A processor often sits idle waiting for the data to come: No data, no processing. So, to get a high performance, the data must always be available when the processor needs it. Data, however, are stored in memory, but the type of memory that the processor has a direct access can only contain a very small amount of data because the memory is expensive. One of the ABCs of HPC (High-Performance Computing) is the following pyramid where the top of the pyramid is the most expensive but scarcest type of memory available while the bottom of the pyramid is the cheapest but plentiest type of memory as depicted here. Therefore, the peak performance of a processor then depends on the nature of the algorithm that it is performing.

As the professor said, the DGEMM (General Matrix Multiply) of BLAS (Basic Linear Algebra Subprograms) is a very commonly used algorithm that can pull its data very well close to the processor. This is because DGEMM computes C = C + A x B where $A, B, C \in \mathbb{R}^{n \times n}$ (i.e., A, B, C are square matrices) so that it requires $n^3$ multiplication operations for A x B and $n^3$ addition operations (i.e., $n^2 (n - 1)$ for A x B = T and $n^2$ for C + T) as well as $3 n^2$ memory reads (i.e., to read the cells of A, B and C) and $n^2$ memory writes (i.e., to write the cells of C). The cpu-to-memory activity ratio is $\frac{n^3 + n^3}{3 n^2 + n^2} = \frac{2n^3}{4n^2} = \frac{n}{2}$ that means that the bigger the data is, the busier the processor is because the number of operations performed compensates the cost of pulling the data from the lower types of memory. Therefore, DGEMM has the best practical peak performance.
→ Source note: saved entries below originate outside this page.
PR #1663, opened 2020-05-14
Fix cppcheck 2.0 errors

omichel:
The source tests failed last night due to an upgrade of cppcheck from version 1.9 to version 2.0 which detects more problems.
This PR fixes the source code of this repository to pass the cppcheck-2.0 tests.

### DIFF
--- a/projects/default/controllers/ros/RosSupervisor.cpp
+++ b/projects/default/controllers/ros/RosSupervisor.cpp
@@ -449,7 +449,7 @@ bool RosSupervisor::virtualRealityHeadsetIsUsedCallback(webots_ros::get_bool::Re
   return true;
 }
 
-bool RosSupervisor::nodeGetIdCallback(webots_ros::node_get_id::Request &req, webots_ros::node_get_id::Response &res) {
+bool RosSupervisor::nodeGetIdCallback(const webots_ros::node_get_id::Request &req, webots_ros::node_get_id::Response &res) {
   assert(this);
   if (!req.node)
     return false;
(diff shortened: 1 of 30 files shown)


omichel:
✔️ appveyor [source test](https://ci.appveyor.com/project/omichel/webots/builds/32868383) passed.

DavidMansolino:
👀

projects/default/controllers/ros/RosSupervisor.cpp
```diff
@@ -449,6 +449,7 @@ bool RosSupervisor::virtualRealityHeadsetIsUsedCallback(webots_ros::get_bool::Re
   return true;
 }
 
+// cppcheck-suppress constParameter
```
DavidMansolino, line 452: It is strange that the warning appears only to those few functions and not all the others. Do you have an explanation for this?

resources/projects/libraries/qt_utils/motion_editor/Motion.cpp
```diff
@@ -307,12 +307,8 @@ void Motion::newPoseAt(int index) {
...
 
     if (!hasFixedStep()) {
-      Pose *previousPose = NULL, *nextPose = NULL;
-      if (index > 0)
-        previousPose = mPoses.at(index - 1);
-      if (index < mPoses.count())
-        nextPose = mPoses.at(index);
-
+      Pose *previousPose = index > 0 ? mPoses.at(index - 1) : NULL;
+      Pose *nextPose = index < mPoses.count() ? mPoses.at(index) : NULL;
```
DavidMansolino, line 311:
```suggestion
      const Pose *previousPose = index > 0 ? mPoses.at(index - 1) : NULL;
      const Pose *nextPose = index < mPoses.count() ? mPoses.at(index) : NULL;
```

projects/default/controllers/ros/RosSupervisor.cpp
omichel: No idea. I guess it is unable to detect that in some case the *Request* object can be modified. Maybe this *Request* has some non-standard method modifying it?

DavidMansolino: > Maybe this Request has some non-standard method modifying it?

No idea what the ROS libraries are doing behind, but what looks strange is that it works exactly the same way as for the other callback so I was wondering why the error was raised only here. But that was just by curiosity.

omichel: It's not always the very same *Request* object (different namespace), that might explain why it behaves differently.

Issue #1677, opened 2020-05-19
Mac R2020b Broken


DavidMansolino:
**Describe the Bug**
A user reported that the R2020b is currently broken on Mac:
```
Dyld Error Message:
  Library not loaded: @rpath/lib/webots/libIrrXML.dylib
  Referenced from: /Applications/Webots.app/lib/webots/libassimp.dylib
  Reason: image not found
```

PR #1679, opened 2020-05-19
Fix MacOS Packaging

DavidMansolino:
Fixes issue #1677.

### DIFF
--- a/src/packaging/webots_distro.c
+++ b/src/packaging/webots_distro.c
@@ -836,8 +836,6 @@ static void create_file(const char *name, int m) {
       fprintf(fd, "cd \"%s/%s/lib/webots\"\n", distribution_path, bundle_name);
       fprintf(fd, "ln -s libssl.1.0.0.dylib libssl.dylib\n");
       fprintf(fd, "ln -s libcrypto.1.0.0.dylib libcrypto.dylib\n");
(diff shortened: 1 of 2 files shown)


DavidMansolino:
✔️: trvis_release_only

src/packaging/webots_distro.c
```diff
@@ -836,8 +836,6 @@ static void create_file(const char *name, int m) {
       fprintf(fd, "cd \"%s/%s/lib/webots\"\n", distribution_path, bundle_name);
       fprintf(fd, "ln -s libssl.1.0.0.dylib libssl.dylib\n");
       fprintf(fd, "ln -s libcrypto.1.0.0.dylib libcrypto.dylib\n");
-      fprintf(fd, "ln -s libssh.4.dylib libssh.dylib\n");
-      fprintf(fd, "ln -s libzip.2.dylib libzip.dylib\n");
```
omichel, line 840: Don't we need these libraries for the Darwin-OP robot window?

omichel: Oh yes, I see, they are installed locally...

DavidMansolino: Exactly, actually here this command was just creating a symlink to a file not existing 😄

PR #1689, opened 2020-05-22
Fix appveyor pacman update

omichel:
Since a couple of days, appveyor build are broken, originally due to a general update problem and now due to a [pacman update problem](https://github.com/msys2/MSYS2-packages/issues/1967). Since it is not sure the problem will be quickly fixed on the MSYS2 side, this PR aims at patching it.


omichel:
The problem seems to be fixed: https://ci.appveyor.com/project/omichel/webots-9ufow/builds/33047447

omichel:
The problem seems to be fixed: https://ci.appveyor.com/project/omichel/webots-9ufow/builds/33048488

As a consequence, DGEMM is used in the benchmark of supercomputers in the world, and therefore, it is very important to optimize the machine instructions running DGEMM for a specific architecture. For example, Kazushige Goto is famous for hand-optimizing the machine instructions as described here. Of course, one must also consider the cache size when crafting DGEMM code.

To conclude, if you want to know the peak performance of your CPU, just run DGEMM of BLAS.